--- Problem details ---
Exact reproduction of all the data is needed.

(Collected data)

——

PR #773, opened 2019-06-14
Add support for L7-ILB

spencerhance:
**DO NOT MERGE**
This PR is being broken up into smaller PRs but I'm keeping this here in the meantime for reference.

Adds a new ingress class for the l7-ILB and integrates it throughout the controller.  This involves switching most things over to composite types, with a few things spared momentarily to improve short-term stability, or spared indefinitely (e.g. health checks, NEGs).  Additionally, includes some handwritten composite functions for more complex things.

Also adds a few unit tests specific to ILB and refactors the mocks, but most of the changes should already be covered by the current tests.

A follow up PR will be added with some e2e tests.

### DIFF
--- a/pkg/backends/backends.go
+++ b/pkg/backends/backends.go
@@ -14,10 +14,11 @@ limitations under the License.
 package backends
 
 import (
+	features2 "k8s.io/ingress-gce/pkg/loadbalancers/features"
 	"net/http"
 
 	"github.com/GoogleCloudPlatform/k8s-cloud-provider/pkg/cloud/meta"
-	compute "google.golang.org/api/compute/v1"
+	"google.golang.org/api/compute/v1"
 	"k8s.io/ingress-gce/pkg/backends/features"
 	"k8s.io/ingress-gce/pkg/composite"
 	"k8s.io/ingress-gce/pkg/utils"
@@ -27,8 +28,9 @@ import (
 
 // Backends handles CRUD operations for backends.
 type Backends struct {
-	cloud *gce.Cloud
-	namer *utils.Namer
+	cloud          *gce.Cloud
+	namer          *utils.Namer
+	compositeCloud *composite.Cloud
 }
 
 // Backends is a Pool.
@@ -36,11 +38,12 @@ var _ Pool = (*Backends)(nil)
 
 // NewPool returns a new backend pool.
 // - cloud: implements BackendServices
-// - namer: procudes names for backends.
+// - namer: produces names for backends.
 func NewPool(cloud *gce.Cloud, namer *utils.Namer) *Backends {
 	return &Backends{
-		cloud: cloud,
-		namer: namer,
+		cloud:          cloud,
+		namer:          namer,
+		compositeCloud: composite.NewCloud(cloud),
 	}
 }
 
@@ -65,6 +68,7 @@ func (b *Backends) Create(sp utils.ServicePort, hcLink string) (*composite.Backe
 	}
 
 	version := features.VersionFromServicePort(&sp)
+	key := b.compositeCloud.CreateKey(name, sp.ILBEnabled)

——

--- The answer ---
PR #773, opened 2019-06-14
Add support for L7-ILB

spencerhance:
**DO NOT MERGE**
This PR is being broken up into smaller PRs but I'm keeping this here in the meantime for reference.

Adds a new ingress class for the l7-ILB and integrates it throughout the controller.  This involves switching most things over to composite types, with a few things spared momentarily to improve short-term stability, or spared indefinitely (e.g. health checks, NEGs).  Additionally, includes some handwritten composite functions for more complex things.

Also adds a few unit tests specific to ILB and refactors the mocks, but most of the changes should already be covered by the current tests.

A follow up PR will be added with some e2e tests.

### DIFF
--- a/pkg/backends/backends.go
+++ b/pkg/backends/backends.go
@@ -14,10 +14,11 @@ limitations under the License.
 package backends
 
 import (
+	features2 "k8s.io/ingress-gce/pkg/loadbalancers/features"
 	"net/http"
 
 	"github.com/GoogleCloudPlatform/k8s-cloud-provider/pkg/cloud/meta"
-	compute "google.golang.org/api/compute/v1"
+	"google.golang.org/api/compute/v1"
 	"k8s.io/ingress-gce/pkg/backends/features"
 	"k8s.io/ingress-gce/pkg/composite"
 	"k8s.io/ingress-gce/pkg/utils"
@@ -27,8 +28,9 @@ import (
 
 // Backends handles CRUD operations for backends.
 type Backends struct {
-	cloud *gce.Cloud
-	namer *utils.Namer
+	cloud          *gce.Cloud
+	namer          *utils.Namer
+	compositeCloud *composite.Cloud
 }
 
 // Backends is a Pool.
@@ -36,11 +38,12 @@ var _ Pool = (*Backends)(nil)
 
 // NewPool returns a new backend pool.
 // - cloud: implements BackendServices
-// - namer: procudes names for backends.
+// - namer: produces names for backends.
 func NewPool(cloud *gce.Cloud, namer *utils.Namer) *Backends {
 	return &Backends{
-		cloud: cloud,
-		namer: namer,
+		cloud:          cloud,
+		namer:          namer,
+		compositeCloud: composite.NewCloud(cloud),
 	}
 }
 
@@ -65,6 +68,7 @@ func (b *Backends) Create(sp utils.ServicePort, hcLink string) (*composite.Backe
 	}
 
 	version := features.VersionFromServicePort(&sp)
+	key := b.compositeCloud.CreateKey(name, sp.ILBEnabled)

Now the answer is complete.